Seringkali tantangannya adalah ketika humas/PR mengundang media untuk peluncuran produk, konferensi pers, dan banyak kegiatan korporasi lain yang membutuhkan exposure, kita sebagai humas sudah barang tentu wajib mengemas acara dengan menjanjikan news value yang kuat, bila tidak, berat rasanya pewarta bisa hadir untuk menulis acara kita. News value adalah tantangan pertama dan masih banyak hal teknis lainnya.Â
Namun apa yang ingin diutarakan pada tulisan ini soal engagement antar manusia. Adalah tentang gaya komunikasi dan sikap seorang humas yang tidak seharusnya seperti robot.Â
Seperti contoh, Budi adalah seorang humas korporasi A, sedangkan Toni adalah pewarta dari media Z. Mereka berdua belum pernah bertemu bahkan berkenalan. Suatu ketika Budi harus mengundang rekan-rekan media dalam rangka konferensi pers perusahaannya, dengan berbekal database file excel dari senior humas di kantornya, Budi "ujug-ujug" mem-blast undangan media via WhatsApp kepada Toni yang belum kenal dengannya. Parahnya lagi, undangan dikirimkan pada satu hari sebelum presscon berlangsung.
Pada salah satu tulisan rekan di LinkedIn yang lama berprofesi sebagai jurnalis, artikel yang berjudul "The Death of Public Relations" sungguh menggerakan jemari untuk mengetuk artikel daring tersebut.

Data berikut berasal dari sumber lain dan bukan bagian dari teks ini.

PR #9694, opened 2025-11-12
fix: lazily fix segments' levels on compaction when out of (descending) order

aliszka:
### What's being changed:
Compaction candidates are selected based on matching levels. Segments' levels are expected to be in descending order, if not some of the segments may be omitted and in the end never compacted, which in turn may lead to significantly varied segment sizes.
Introduced change selects compaction candidates even if levels are out of order and assigns them new levels, so that segments eventually will get back to order. 
Levels are fixed in lazy manner: they are selected only if there are no regular ("ordered") segments eligible for compaction. 

chaos: https://github.com/weaviate/weaviate-chaos-engineering/actions/runs/19819974527
e2e: https://github.com/weaviate/weaviate-e2e-tests/actions/runs/19819986537

### Review checklist

### DIFF
--- a/adapters/repos/db/shard_init_lsm.go
+++ b/adapters/repos/db/shard_init_lsm.go
@@ -148,7 +148,7 @@ func (s *Shard) initLSMStore() error {
 func (s *Shard) initObjectBucket(ctx context.Context) error {
 	opts := []lsmkv.BucketOption{
 		lsmkv.WithStrategy(lsmkv.StrategyReplace),
-		lsmkv.WithSecondaryIndices(2),
+		lsmkv.WithSecondaryIndices(1),
 		lsmkv.WithPread(s.index.Config.AvoidMMap),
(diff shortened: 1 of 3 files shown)


adapters/repos/db/shard_init_lsm.go
```diff
@@ -148,7 +148,7 @@ func (s *Shard) initLSMStore() error {
 func (s *Shard) initObjectBucket(ctx context.Context) error {
 	opts := []lsmkv.BucketOption{
 		lsmkv.WithStrategy(lsmkv.StrategyReplace),
-		lsmkv.WithSecondaryIndices(2),
+		lsmkv.WithSecondaryIndices(1),
```
amourao, line 151: **question (non-blocking):** what is the reason for this removal?

aliszka: leftovers. Secondary index is no longer used for async replication and can be safely removed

Benar adanya, isi artikel pun tak jauh berbeda dengan apa yang saya dengar dari teman-teman media. Poster undangan event straight to the point tanpa basa basi langsung mendarat melalui pesan singkat WhatsApp.Â
Yang lebih menohok dalam tulisan tersebut berbunyi "Saya serasa diundang oleh robot. Ya.. PR bot. Mungkin 20 tahun lagi gak perlu ada praktisi PR kalau cuma mengundang dengan mengirimkan E-Poster"
Jangan-jangan benar adanya, humas zaman now lupa dengan memanusiakan manusia dan sibuk dengan membuat konten, story telling, digital PR bahkan BIG DATA seperti apa yang dikemukakan dalam tulisan tersebut.

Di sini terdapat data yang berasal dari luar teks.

PR #9696, opened 2025-11-12
Introduce internal gRPC server as REST clusterapi equivalent

tsmith023:
### What's being changed:

This PR introduces a gRPC server running on the same `DataBindPort` as the REST clusterapi, e.g. replicated indices. For now it includes only the file replication service but will be extended in the future to include replicated batch write methods and searches

### Review checklist

https://github.com/weaviate/weaviate-chaos-engineering/actions/runs/19566190675
https://github.com/weaviate/weaviate-e2e-tests/actions/runs/19566303564
https://github.com/weaviate/weaviate-e2e-tests/actions/runs/19571736358


adapters/handlers/rest/clusterapi/grpc/protocol/file_replication.proto
```diff
@@ -1,10 +1,6 @@
 syntax = "proto3";
```
dirkkul, line 1: should we place this in proto/internal to make the distinction clearer?

adapters/handlers/grpc/clusterapi/server.go
```diff
@@ -0,0 +1,232 @@
...
+	}
+}
+
+func makeMetricsInterceptor(logger logrus.FieldLogger, metrics *monitoring.PrometheusMetrics) grpc.UnaryServerInterceptor {
+	return func(ctx context.Context, req interface{}, info *grpc.UnaryServerInfo, handler grpc.UnaryHandler) (interface{}, error) {
+		if info.FullMethod != "/weaviate.v1.Weaviate/BatchObjects" {
+			return handler(ctx, req)
+		}
+
+		// For now only Batch has specific metrics (in line with http API)
```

Asik terbuai dan sibuk membuat konten demi survive di era revolusi industri 4.0. Bagaimana tidak? Dari awal bangun tidur, sudah berapa ratus bahkan juta informasi yang lalu lalang di depan mata lewat smartphone kita? Humas pun dituntut beradaptasi untuk turut menjadi content creator melalui ragam medium digital. Akan tetapi seharusnya tidak sampai lupa dengan aspek "memanusiakan manusia". Jangan sampai humas berlaku seperti robot.
Pada tulisan singkat Ketua Umum PERHUMAS, Agung Laksamana menyampaikan bahwasanya humas tak bisa mengelak dari industri 4.0, justru humas saat ini harus turut bertransformasi mengikuti perkembangan zaman dengan sejuta kecanggihan teknologi.
Sejatinya, kecanggihan teknologi pada industri 4.0 ini seharusnya menjadi "pelicin" serta pendukung pekerjaan humas dengan tidak melupakan treatment humanis sesama manusia. Humas adalah manusia, tidak perlu takut bahkan kalah dengan teknologi, karena humas adalah kombinasi unik antara intuisi, nalar, empati, emosi, serta kreativitas yang tak terbatas. Apakah robot mempunyai kesempurnaan hal tersebut dengan teknologi AI nya?